Use --input-image=<path to image> and --mask-image=<path to mask> to specify your inputs. They must have the same dimensions. Otherwise the example image and mask will be downloaded from the Internet.

Input arguments

  • One can set schdeuler using --scheduler=EulerA. Note that some schedulers are not available for some pipelines or version.
  • To accelerate engine building time one can use --timing-cache=<path to cache file>. This cache file will be created if does not exist. Note, that it may influence the performance if the cache file created on the other hardware is used. It is suggested to use this flag only during development. To achieve the best perfromance during deployment, please, build engines without timing cache.
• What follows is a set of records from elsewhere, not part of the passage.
PR #1816, opened 2020-08-02
Allow commitee to send high priority transactions

erikzhang:


src/neo/Network/P2P/Payloads/Transaction.cs
```diff
@@ -178,10 +178,7 @@ private static IEnumerable<Signer> DeserializeSigners(BinaryReader reader, int m
             for (int i = 0; i < count; i++)
             {
                 Signer signer = reader.ReadSerializable<Signer>();
-                if (i > 0 && signer.Scopes == WitnessScope.FeeOnly)
```
shargon, line 181: `FeeOnly` in different positions?

erikzhang: Maybe we should rename it to `None`.

shargon: If we add in the comment that it can be used for fee payment, `None` it's good for me

src/neo/Network/P2P/Payloads/HighPriorityAttribute.cs
```diff
@@ -0,0 +1,27 @@
...
+        }
+
+        protected override void SerializeWithoutType(BinaryWriter writer)
+        {
+        }
+
+        public override bool Verify(StoreView snapshot, Transaction tx)
+        {
+            UInt160 commitee = NativeContract.NEO.GetCommitteeAddress(snapshot);
+            return tx.Signers.Any(p => p.Account.Equals(commitee));
```
vncoelho, line 24: In fact, this is really important.

src/neo/Network/P2P/Payloads/Transaction.cs
erikzhang: Done.

src/neo/Network/P2P/Payloads/HighPriorityAttribute.cs
```diff
@@ -0,0 +1,27 @@
...
+        {
+        }
+
+        protected override void SerializeWithoutType(BinaryWriter writer)
+        {
+        }
+
+        public override bool Verify(StoreView snapshot, Transaction tx)
+        {
+            UInt160 commitee = NativeContract.NEO.GetCommitteeAddress(snapshot);
```
Grace-Gui, line 23: committee

PR #1819, opened 2020-08-04
Remove testmode from ApplicationEngine

shargon:


src/neo/SmartContract/ApplicationEngine.cs
```diff
@@ -112,8 +111,16 @@ protected override void ContextUnloaded(ExecutionContext context)
         }
 
         public static ApplicationEngine Create(TriggerType trigger, IVerifiable container, StoreView snapshot, long gas, bool testMode = false)
```
erikzhang, line 113: The parameters of the `Create()` method must be consistent with the constructor.

shargon: Done, please take a look

src/neo/SmartContract/ApplicationEngine.cs
```diff
@@ -111,9 +110,17 @@ protected override void ContextUnloaded(ExecutionContext context)
             }
         }
 
-        public static ApplicationEngine Create(TriggerType trigger, IVerifiable container, StoreView snapshot, long gas, bool testMode = false)
-            => applicationEngineProvider?.Create(trigger, container, snapshot, gas, testMode)
-                ?? new ApplicationEngine(trigger, container, snapshot, gas, testMode);
+        public static long TestGas(StoreView snapshot = null)
```
erikzhang, line 113: Just add a big enough constant? We don't need a function.

shargon: Without the snapshot? 9000 of Gas?

src/neo/SmartContract/ApplicationEngine.cs
```diff
@@ -25,13 +26,17 @@ private class InvocationState
             public bool NeedCheckReturnValue;
         }
 
+        /// <summary>
+        /// This constant can be used for testing scripts, by default has the same value as max block system fee.
+        /// </summary>
+        public const long TestGas = 9000_00000000;
```
erikzhang, line 32: `20`?

PR #1952, opened 2020-09-22
Block.Transactions property for SmartContract Framework

devhawk:
Today, the Block class in SmartContract Framework does not have a `Transactions` property. Instead, the developer must call `Blockchain.GetTransactionFromBlock`. 

This PR modifies `Block.ToStackItem` to emit an `InteropInterface` instance called `BlockTransactions` instead of the `Transactions.Length` field. It also adds two service methods `System.BlockTransactions.GetLength` and `System.BlockTransactions.GetTransaction`. This will allow us to update dotnet devpack so that this source will work with both RpcClient/Node Plugin and SmartContract Framework.

``` csharp
for (var i = 0; i < block.Transactions.Length; i++)
{
    var tx = block.Transactions[i];
    // do something with tx
}
```


erikzhang:
What about:

```c#
public class Block
{
    public Transaction this[int index] => Blockchain.GetTransactionFromBlock(Hash, index);
}
```

devhawk:
> What about: [in SmartContract Framework]
> 
> ```cs
> public class Block
> {
>     public Transaction this[int index] => Blockchain.GetTransactionFromBlock(Hash, index);
> }
> ```

This approach doesn't match the API for `Block.Transaction` in Neo.dll, which is my goal

erikzhang:
> This approach doesn't match the API for Block.Transaction in Neo.dll, which is my goal

I don't think they have to match.

devhawk:
> > This approach doesn't match the API for Block.Transaction in Neo.dll, which is my goal
> 
> I don't think they have to match.

If they don't match, the developer is left to understand two separate ways of doing the same thing and when to use which. The goal here is to eliminate any unnecessary burden on the developer experience.

PR #1956, opened 2020-09-24
Optimize ReflectionCache

shargon:
We can avoid check if it's a valid type for each call.

```csharp
typeof(ISerializable).GetTypeInfo().IsAssignableFrom(type);
```


erikzhang:
It will be optimized in #1836.

PR #1958, opened 2020-09-24
Fix Witness limits

shargon:
The committee signature (21/11) can't fit with the current limits.

### DIFF
--- a/src/neo/Network/P2P/Payloads/Witness.cs
+++ b/src/neo/Network/P2P/Payloads/Witness.cs
@@ -32,8 +32,8 @@ namespace Neo.Network.P2P.Payloads
 
         void ISerializable.Deserialize(BinaryReader reader)
         {
-            // This is designed to allow a MultiSig 11/21 (committee)
-            // Invocation = 21 * (64+2) = 726
+            // This is designed to allow a MultiSig 21/11 (committee)
+            // Invocation = 11 * (64 + 2) = 726
             InvocationScript = reader.ReadVarBytes(744);
             // Verification = m + (PUSH_PubKey * 11) + length + null + syscall = 1 + ((2+33) * 21) + 2 + 1 + 5 = 744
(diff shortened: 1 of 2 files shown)


erikzhang:
@neo-project/ngd-shanghai Test?

src/neo/Network/P2P/Payloads/Witness.cs
```diff
@@ -32,11 +32,11 @@ public virtual UInt160 ScriptHash
...
-            // This is designed to allow a MultiSig 10/10 (around 1003 bytes) ~1024 bytes
-            // Invocation = 10 * 64 + 10 = 650 ~ 664  (exact is 653)
-            InvocationScript = reader.ReadVarBytes(663);
-            // Verification = 10 * 33 + 10 = 340 ~ 360   (exact is 351)
-            VerificationScript = reader.ReadVarBytes(361);
+            // This is designed to allow a MultiSig 21/11 (committee)
+            // Invocation = 11 * (64 + 2) = 726
+            InvocationScript = reader.ReadVarBytes(744);
+            // Verification = m + (PUSH_PubKey * 21) + length + null + syscall = 1 + ((2 + 33) * 21) + 2 + 1 + 5 = 744
+            VerificationScript = reader.ReadVarBytes(760);
```
roman-khimov, line 39: These seem to be _too perfectly_ calculated to me. I'd rather have some simpler values here like 2048 or 4096 so that we would have at least some reserve for the future.

shargon: 1024 and 1024 ?

roman-khimov: I don't have any strong opinion here. 2048 seems to be a bit more future-proof to me, but 1024 is already better than 744/760.

shargon:
@neo-project/ngd-shanghai any update?

erikzhang (approved):

Issue #1959, opened 2020-09-24
Compensate for block processing time in DBFT timer


roman-khimov:
**Introduction**
One of the core Neo consensus characteristics is its target inter-block time distance (SecondsPerBlock/MillisecondsPerBlock). In general we want every block to be offset from the previous one by exactly the time span configured. But even if we're not considering view changes, usually it's not the case for a real network. There are various sources for additional delays, but we want to concentrate on one particular aspect here --- block processing.

**How it works now**
DBFT's `InitializeConsensus()` sets the timer using configured value adjusted by `block_received_time`. `block_received_time` value is set in `OnPersistCompleted`, so it happens after the block processing and not a lot of things happen between `block_receive_time` setting and `ChangeTimer()` invocation. I would even suggest that removing this adjustment won't affect the node in any noticeable way (backups are not adjusted, just to mention).

**Related work**
#626 tried to use in-block timestamps as a reference, but as there are no guarantees over nodes clocks synchronization they're not really reliable, we can only use local clocks for any decisions.

#819 approached this problem very aggressively by moving `block_receive_time` right after `InitializeConsensus()`, but this created even more problems (any view change makes this timestamp waaaay off immediately, for example).

**Block processing and consensus**
One thing we've noticed during our testing is that under load block processing time increases up to the level where it can exceed the target time between blocks. It's not very surprising, but what's more interesting is that current consensus logic doesn't respond to that in any way. If we're using 1 second as an interval and the block takes 3 seconds to persist, the timer is set for 1 second anyway, even though it would make more sense to start creating the next block immediately. Even under moderate load block processing time can be big enough to affect the time interval between blocks.

**The proposal**
We can move `block_received_time` setting to the earliest point in time where we definitely know that the new block exists, that is in the `CheckCommits()`. Subsequent consensus initialization via `OnPersistCompleted()` will use that time as a reference the same way it currently does making an adjustment to configured timeout value.

One additional check needs to be added though and that is the height check, because `OnPersistCompleted()` can also be called without the node ever going through `CheckCommits()`. So to avoid using wrong timestamp we also save the height of the block created with `CheckCommits()`.

I think this change is safe, backwards compatible and applicable to both Neo versions. It doesn't give us perfect block time, but it makes us a little closer to that by accounting for one particular source of delays. The more loaded the network, the more visible will be the effect of this patch.

[...]

PR #1960, opened 2020-09-24
consensus: set last_block_index during CheckCommits

AnnaShaleva:
This commit makes block time closer to the desired MillisecondsPerBlock
value provided via node configuration. It also allows the node to work
more instead of waiting for a timer.

This PR will close https://github.com/neo-project/neo/issues/1959.

### DIFF
--- a/src/neo/Consensus/ConsensusService.cs
+++ b/src/neo/Consensus/ConsensusService.cs
@@ -29,6 +29,7 @@ namespace Neo.Consensus
         private readonly IActorRef blockchain;
         private ICancelable timer_token;
         private DateTime block_received_time;
+        private uint block_received_index;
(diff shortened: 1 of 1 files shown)


src/neo/Consensus/ConsensusService.cs
```diff
@@ -29,6 +29,7 @@ internal class Timer { public uint Height; public byte ViewNumber; }
         private readonly IActorRef blockchain;
         private ICancelable timer_token;
         private DateTime block_received_time;
+        private uint last_block_index;
```
erikzhang, line 32: Rename to `block_received_index`?

shargon (approved):

erikzhang (approved):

  • To switch between versions or pipelines one needs either to clear onnx and engine dirs, or to specify --force-onnx-export --force-onnx-optimize --force-engine-build or to create new dirs and to specify --onnx-dir=<new onnx dir> --engine-dir=<new engine dir>.
  • Inference performance can be improved by enabling CUDA graphs using --use-cuda-graph. Enabling CUDA graphs requires fixed input shapes, so this flag must be combined with --build-static-batch and cannot be combined with --build-dynamic-shape.